__What needs to be done__: Search the records for "opened". Copy every line where it appears.

[Collected data entries]

==================================================

PR #10603, opened 2023-11-18
Refactor Dockerfile and build

Gauvino:
Rework of Dockerfile and build script

- Re-organized dockerfile for better syntax
- Changed Debian from 10 (Buster) to 12 (Bookworm)
- Changed Ubuntu from 18.04 (Bionic) to 22.04 (Jammy)
- Changed CentOS from 7 to CentOS Stream 9
- Changed Jammy Docker image to Built-in Jammy Microsoft .NET SDK image
- Upgrade version of Intel drivers ([23.39.27427.23](https://github.com/intel/compute-runtime/releases/tag/23.39.27427.23))
- Changed from debian to linux in debian/rules
- Changed jellyfin-ffmpeg5 to 6
- Changed GCC package version from 9 to 12
- Changed liblttng-ust from 0 to 1
- Changed libssl from 1.1 to 3
- Changed from using "Yum" to "Dnf" for CentOS and Fedora
- Arranged package installation
- Added ENV for ```${JELLYFIN_DATA_DIR} ${JELLYFIN_CACHE_DIR}```
- Added ```ENV NVIDIA_VISIBLE_DEVICES="all"``` 
- Added  ```ARG DOTNET_VERSION=8.0```
- Added "dnf clean all" and "rm -rf /var/cache/dnf" to the end of CentOS and Fedora Dockerfiles
- Added "apt-get clean", "apt-get autoremove", "rm -rf /var/lib/apt/lists/*" to the end of the Debian/Ubuntu Dockerfiles
- Removed --disable-parallel (previous problem for this has been fixed in .NET 8, now the build is way faster)
- Remove wget (only using curl now)
- Removed libcloog-isl-dev from ubuntu.armhf and ubuntu.arm64 (not available anymore)

Other PR :

 - jellyfin-web https://github.com/jellyfin/jellyfin-web/pull/5109
 - jellyfin-ffmpeg https://github.com/jellyfin/jellyfin-ffmpeg/pull/329
 - jellyfin-media-player https://github.com/jellyfin/jellyfin-media-player/pull/546
 - metapackages https://github.com/jellyfin/jellyfin-metapackages/pull/39
 - JavascriptSubtitlesOctopus https://github.com/jellyfin/JavascriptSubtitlesOctopus/pull/51

Supercedes https://github.com/jellyfin/jellyfin/pull/9625


crobibero (approved):

Gauvino:
@barronpm @Bond-009 @cvium @Shadowghost

deployment/Dockerfile.debian.amd64
```diff
@@ -14,7 +14,7 @@ RUN apt-get update -yqq \
   && apt-get install -yqq --no-install-recommends \
     debhelper gnupg devscripts build-essential mmv \
     libcurl4-openssl-dev libfontconfig1-dev libfreetype6-dev libssl-dev \
-    libssl1.1 liblttng-ust0
+    libssl3 liblttng-ust1
```
joshuaboniface, line 17: Please don't change anything about Debian packaging. This has a lot more implications than just changing these values imply.

joshuaboniface (changes requested):
I'm not in favour of this as-is.

Changing CentOS to 8 seems OK, though perhaps we should look at moving the base there to one of the derivatives.

The Debian/Ubuntu package changes I am not in favour of at all. There are too many implications to this to be done in a single PR right now, especially for core libraries like OpenSSL (changing that will break all older systems that link against openssl1.1 for instance).

Please submit the CentOS changes as one PR, and leave the Debian changes for me.

joshuaboniface:
@Gauvino All of our releases build from these configs. So, one set of configurations must support everything from Debian 10 and Ubuntu 20.04 through to present. Changing things like the SSL dependencies will break this. That's what I mean by it needs more work than a simply replace: all of these builds need to be thoroughly tested. As-is, I expect this will break nightly builds, hence my hesitation.

Gauvino:
> @Gauvino All of our releases build from these configs. So, one set of configurations must support everything from Debian 10 and Ubuntu 20.04 through to present. Changing things like the SSL dependencies will break this. That's what I mean by it needs more work than a simply replace: all of these builds need to be thoroughly tested. As-is, I expect this will break nightly builds, hence my hesitation.

@joshuaboniface As Debian 12 would become LTS in June and Ubuntu 23.10 LTS in July (6 months waiting), I'm thinking that it would not be a really bad idea at all cause Jellyfin 10.9 would not be released before that I think, a ton of work is pending in pull request and 10.9 would not release before merging all of this I think.

Else, it makes more sense now to move on to newer versions of the package and version cause Jellyfin can't be blocked with failed build and I don't think new package would break anything. .NET 8 is meant for new version, Debian 10 and Ubuntu 20 or better for the 10.8 build but not for the 10.9, I think it would be a good idea to go with the newer version for security and stability. Right now the action building is broken because of this only because the project is on .NET 8, I think you have multiple choice now: 
First one keeping build broken and wait for Debian and Ubuntu new LTS, second one is changing right now to new one and test everything out so the building action and Jellyfin Nightly could work great or third one reverts .NET 8 and change in .NET 7 waiting for the new LTS release of the OS.

Even so, 10.9 would be a really big release and a lot of changes planned, does changing to Debian 12 and Ubuntu 22 or 23 wouldn't be a problem at all now?

And does I can do something to test the build like building all of them by myself and test it out?

jumoog:
The next LTS Version is 24.04 not 23.10

Gauvino:
> The next LTS Version is 24.04 not 23.10

image

jumoog:
> > The next LTS Version is 24.04 not 23.10
> 
> image

The image only shows the release roadmap. The LTS release cycle is a new LTS version every 2 years in April.

14.04 / 16.04 / 18.04 / 20.04 / 22.04 so the next LTS release is 24.04 (April 2024). All releases in between are just STS releases.

Gauvino:
> > > The next LTS Version is 24.04 not 23.10
> > 
> > 
> > image
> 
> The image only shows the release roadmap. The LTS release cycle is a new LTS version every 2 years in April.
> 
> 14.04 / 16.04 / 18.04 / 20.04 / 22.04 so the next LTS release is 24.04 (April 2024). All releases in between are just STS releases.

Thanks you for the explication didn't knew that !

Gauvino:
image
Ok after so many change and optimization of the all the docker file I finally sucessfully build every image except 3 of them
image

joshuaboniface (approved):
Just going to YOLO and see how it goes. The changes seem OK from a functionality perspective, I'm just not 100% sure how everything will go when trying to run a full set of builds.

Gauvino:
> Just going to YOLO and see how it goes. The changes seem OK from a functionality perspective, I'm just not 100% sure how everything will go when trying to run a full set of builds.

If I ever made a mistake on building I would fix it immediately, no problem and from all the testing I made everything seems to build fine without an error.

Dockerfile
```diff
@@ -8,72 +8,68 @@ FROM node:20-alpine as web-builder
...
+ && curl -LO https://github.com/intel/intel-graphics-compiler/releases/download/igc-${IGC_VERSION}/intel-igc-core_${IGC_VERSION}_amd64.deb \
+         -LO https://github.com/intel/intel-graphics-compiler/releases/download/igc-${IGC_VERSION}/intel-igc-opencl_${IGC_VERSION}_amd64.deb \
+         -LO https://github.com/intel/compute-runtime/releases/download/${NEO_VERSION}/intel-level-zero-gpu_${LEVEL_ZERO_VERSION}_amd64.deb \
+         -LO https://github.com/intel/compute-runtime/releases/download/${NEO_VERSION}/intel-opencl-icd_${NEO_VERSION}_amd64.deb \
+         -LO https://github.com/intel/compute-runtime/releases/download/${NEO_VERSION}/libigdgmm12_${GMMLIB_VERSION}_amd64.deb \
  && dpkg -i *.deb \
  && cd .. \
  && rm -rf intel-compute-runtime \
- && apt-get remove gnupg wget -y \
+ && apt-get remove gnupg apt-transport-https -y \
```
Shadowghost, line 55: That package should not be needed anymore in bookworm

Dockerfile
```diff
@@ -8,72 +8,68 @@ FROM node:20-alpine as web-builder
...
+
 # https://github.com/intel/compute-runtime/releases
-ARG GMMLIB_VERSION=22.0.2
-ARG IGC_VERSION=1.0.10395
-ARG NEO_VERSION=22.08.22549
-ARG LEVEL_ZERO_VERSION=1.3.22549
+ARG GMMLIB_VERSION=22.3.11.ci17747749
+ARG IGC_VERSION=1.0.15136.4
+ARG NEO_VERSION=23.35.27191.9
+ARG LEVEL_ZERO_VERSION=1.3.27191.9
```
Shadowghost, line 34: Might need another update, there was a new release some days ago.

Dockerfile
```diff
@@ -83,11 +79,9 @@ COPY --from=builder /jellyfin /jellyfin
 COPY --from=web-builder /dist /jellyfin/jellyfin-web
 
 EXPOSE 8096
-VOLUME /cache /config
+VOLUME ${JELLYFIN_DATA_DIR} ${JELLYFIN_CACHE_DIR}
```
Shadowghost, line 82: Does this work? I always thought only ARG works outside of RUN statements

Dockerfile.arm
```diff
@@ -15,53 +14,46 @@ RUN apk add curl git zlib zlib-dev autoconf g++ make libpng-dev gifsicle alpine-
...
+ && apt-get update \
+ && apt-get install --no-install-recommends --no-install-suggests -y jellyfin-ffmpeg6 libssl-dev libfontconfig1 libfreetype6 vainfo libva2 locales \
+ && apt-get remove gnupg apt-transport-https -y \
  && apt-get clean autoclean -y \
  && apt-get autoremove -y \
  && rm -rf /var/lib/apt/lists/* \
- && mkdir -p /cache /config /media \
- && chmod 777 /cache /config /media \
+ && mkdir -p ${JELLYFIN_DATA_DIR} ${JELLYFIN_CACHE_DIR} \
+ && chmod 777 ${JELLYFIN_DATA_DIR} ${JELLYFIN_CACHE_DIR} \
```
Shadowghost, line 45: Same as above

Dockerfile.arm
```diff
@@ -72,11 +64,9 @@ COPY --from=builder /jellyfin /jellyfin
 COPY --from=web-builder /dist /jellyfin/jellyfin-web
 
 EXPOSE 8096
-VOLUME /cache /config
-ENTRYPOINT ["./jellyfin/jellyfin", \
-    "--datadir", "/config", \
-    "--cachedir", "/cache", \
-    "--ffmpeg", "/usr/lib/jellyfin-ffmpeg/ffmpeg"]
+VOLUME ${JELLYFIN_DATA_DIR} ${JELLYFIN_CACHE_DIR}
```
Shadowghost, line 67: Same as above

Dockerfile.arm64
```diff
@@ -66,11 +64,9 @@ COPY --from=builder /jellyfin /jellyfin
 COPY --from=web-builder /dist /jellyfin/jellyfin-web
 
 EXPOSE 8096
-VOLUME /cache /config
-ENTRYPOINT ["./jellyfin/jellyfin", \
-    "--datadir", "/config", \
-    "--cachedir", "/cache", \
-    "--ffmpeg", "/usr/bin/ffmpeg"]
+VOLUME ${JELLYFIN_DATA_DIR} ${JELLYFIN_CACHE_DIR}
```
Shadowghost, line 67: Same as above

Dockerfile
Gauvino: Actually it's the latest update available
image

Dockerfile
Gauvino: image
Does this respond to your question?

Dockerfile.arm
```diff
@@ -15,53 +14,46 @@ RUN apk add curl git zlib zlib-dev autoconf g++ make libpng-dev gifsicle alpine-
...
- libfreetype6 \
- vainfo \
- libva2 \
- locales \
- && apt-get remove gnupg -y \
+ && apt-get install --no-install-recommends --no-install-suggests -y ca-certificates gnupg curl apt-transport-https \
+ && curl -fsSL https://repo.jellyfin.org/jellyfin_team.gpg.key | gpg --dearmor -o /etc/apt/trusted.gpg.d/debian-jellyfin.gpg \
+ && curl -fsSL https://keyserver.ubuntu.com/pks/lookup?op=get\&search=0x6587ffd6536b8826e88a62547876ae518cbcf2f2 | gpg --dearmor -o /etc/apt/trusted.gpg.d/ubuntu-jellyfin.gpg \
+ && echo "deb [arch=$( dpkg --print-architecture )] https://repo.jellyfin.org/$( awk -F'=' '/^ID=/{ print $NF }' /etc/os-release ) $( awk -F'=' '/^VERSION_CODENAME=/{ print $NF }' /etc/os-release ) main" | tee /etc/apt/sources.list.d/jellyfin.list \
+ && echo "deb http://ppa.launchpad.net/ubuntu-raspi2/ppa/ubuntu bionic main">> /etc/apt/sources.list.d/raspbins.list \
```
Gauvino, line 37: @joshuaboniface @Shadowghost Does this repo is still needed ?

Dockerfile
Gauvino: Just so you can see when building image, in exemple it's the arm one 
image

Gauvino:
I checked if everything was fine after removing and build successfuly all images 
image

Dockerfile
Shadowghost: My bad I thought of the wrong repo (https://github.com/intel/media-driver)

Dockerfile.arm
Shadowghost: I think this can be removed since rpi HWA was removed.

Gauvino: Removed

Gauvino:
@Shadowghost @crobibero Could you look at this when you have time please. Thanks

Gauvino:
Made not to many changed just kinda optimise the dockerfile another time for more lightweight image with this I could gained about 200-300MB on some and for the majority 100MB so it's cool and I checked if every image could be build 
image
image

WizzardHub (approved):
lgtm ! <3

Gauvino:
Should I remake the PR with only 1 commit ?

crobibero (approved):

Gauvino:
I see they're still some error due to package missing I will fix this this weekend cause I don't have any pc right now ! @crobibero @joshuaboniface

PR #10613, opened 2023-11-21
Fixed disposable not being called

JPVenson:
Fixes memory leak that will be created because IDisposable will not be called on Closing a websocket.

**Changes**

**Issues**


crobibero (approved):

MediaBrowser.Controller/Session/SessionInfo.cs
```diff
@@ -391,6 +391,11 @@ public void Dispose()
                     _logger.LogDebug("Disposing session controller synchronously {TypeName}", disposable.GetType().Name);
                     disposable.Dispose();
                 }
+                else if (controller is IAsyncDisposable disposableAsync)
+                {
+                    _logger.LogDebug("Disposing session controller asynchronously {TypeName}", disposableAsync.GetType().Name);
+                    disposableAsync.DisposeAsync().GetAwaiter().GetResult();
+                }
```
Bond-009, line 398: This isn't needed, they should all implement `IDisposable`

JPVenson: Yes however making assumptions that one interface _should_ implement another while not declared was the underlying issue. This was added to ensure the same behaviour as `IAsyncDisposable` so future types will not have the same issue that they only implement either and not get called.

JPVenson: I have an alternative-

barronpm: What do you mean by "pulling the `IAsyncDispoable` usage up"?

If I'm reading this correctly, the changes you made to `DisposeAsync()` were what fixed the problem, and the [docs](https://learn.microsoft.com/en-us/dotnet/standard/garbage-collection/implementing-disposeasync) clearly warn against implementing `IAsyncDisposable` without `IDisposable`, but the other way is fine. Put simply, not checking for `IDisposable` in `DisposeAsync` is a bug in this class, not implementing `IDisposable` in a session controller that needs it is a bug there.

JPVenson: > What do you mean by "pulling the `IAsyncDispoable` usage up"?
> 
> If I'm reading this correctly, the changes you made to `DisposeAsync()` were what fixed the problem, and the [docs](https://learn.microsoft.com/en-us/dotnet/standard/garbage-collection/implementing-disposeasync) clearly warn against implementing `IAsyncDisposable` without `IDisposable`, but the other way is fine. Put simply, not checking for `IDisposable` in `DisposeAsync` is a bug in this class, not implementing `IDisposable` in a session controller that needs it is a bug there.

I am reading the warning but it does not sense to me to be honest:

> If you implement the [IAsyncDisposable](https://learn.microsoft.com/en-us/dotnet/api/system.iasyncdisposable) interface but not the [IDisposable](https://learn.microsoft.com/en-us/dotnet/api/system.idisposable) interface, your app can potentially leak resources. If a class implements [IAsyncDisposable](https://learn.microsoft.com/en-us/dotnet/api/system.iasyncdisposable), but not [IDisposable](https://learn.microsoft.com/en-us/dotnet/api/system.idisposable), and a consumer only calls Dispose, your implementation would never call DisposeAsync. This would result in a resource leak.

If the class only implements `IAsyncDisposable`, it implements the `DisposeAsync` method, but not the Dispose method so how would ` and a consumer only calls Dispose` on that class? How would that leak resources? 

If your Disposing method requires await, then you are more or less forced to implement `IAsyncDisposable` or shim them with `task.GetAwaiter().GetResult()` which is an anitpattern as well. We Require async disposal here so we should only need to implement that method. This is the first time i heard that only implementing IAsyncDisposable should be avoid, i only ever saw it for legacy reasons.

JPVenson: And yes by pulling up i mean, getting rid of the "IDisposable.Dispose" implementation and refactoring all callers to use "IAsyncDisposable.DisposeAsync" instead, which i already did on my PC and it works out fine

barronpm: The warning tells you to implement `IDisposable` as well as `IAsyncDisposable` in case the caller only checks for `IDisposable`, in which case `DisposeAsync` is never called. It's ok not to implement both if you know that `DisposeAsync` will be called, ie a DI service. SessionManager is in charge of disposal, so I'm fine with only implementing `IAsyncDisposable` here, but it still needs to check for `IDisposable` since session controllers could implement either.

JPVenson: Ah ok, i mean that statement is just misleading as it would always apply for sync/async interfaces, IEnumerable/IAsyncEnumerable etc etc... 

Yes, the benefit would be that we can await tasks from IAsyncDisposable and just run IDisposable in the Sessions IAsyncDisposable call, instead of wrapping the async call in the Sessions.IDisposable .

Will update the PR soon to use that.

Shadowghost (approved):

MediaBrowser.Controller/Session/ISessionManager.cs
```diff
@@ -111,7 +111,8 @@ public interface ISessionManager
         /// Reports the session ended.
         /// </summary>
         /// <param name="sessionId">The session identifier.</param>
-        void ReportSessionEnded(string sessionId);
+        /// <returns>Task.</returns>
+        ValueTask ReportSessionEnded(string sessionId);
```
cvium, line 115: Why ValueTask?

JPVenson: Because the AsyncDisposable may or may not return a task, for this usecase ValueTask was made.

JPVenson:
This will 100% break the recently merged DLNA plugin

cvium:
> This will 100% break the recently merged DLNA plugin @Bond-009

Why will it break?

JPVenson:
> > This will 100% break the recently merged DLNA plugin @Bond-009
> 
> Why will it break?

Because i originally changed the code myself to make it work again but that code was moved to the plugin, so per my latest update i removed that DLNA code as well. If (want i assume) he took that code and put it into the plugin, it needs changing.

servimo:
If I downgrade jellyfin, DLNA will appears?

servimo:
Sorry, wrong post.

JPVenson:
Apart from the issues with the DLNA caller, the change itself and the immediate (left) code is rather small. If you still consider the DLNA stuff, i would agree that its a bigger change. Looking at the PR now, its a better change i would say.

barronpm:
The changes you made to the method signatures affect the plugin API, which is why I said that. Based on a quick search though, it doesn't look like any of our plugins are affected (other than dlna) so I guess it's fine.

JPVenson:
Any change in Any public interface changes the plugin api if you want to see it that way xD.

MarkCiliaVincenti (approved):

Bond-009 (approved):

crobibero (approved):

==================================================

__Response for this exercise__:
PR #10603, opened 2023-11-18
PR #10613, opened 2023-11-21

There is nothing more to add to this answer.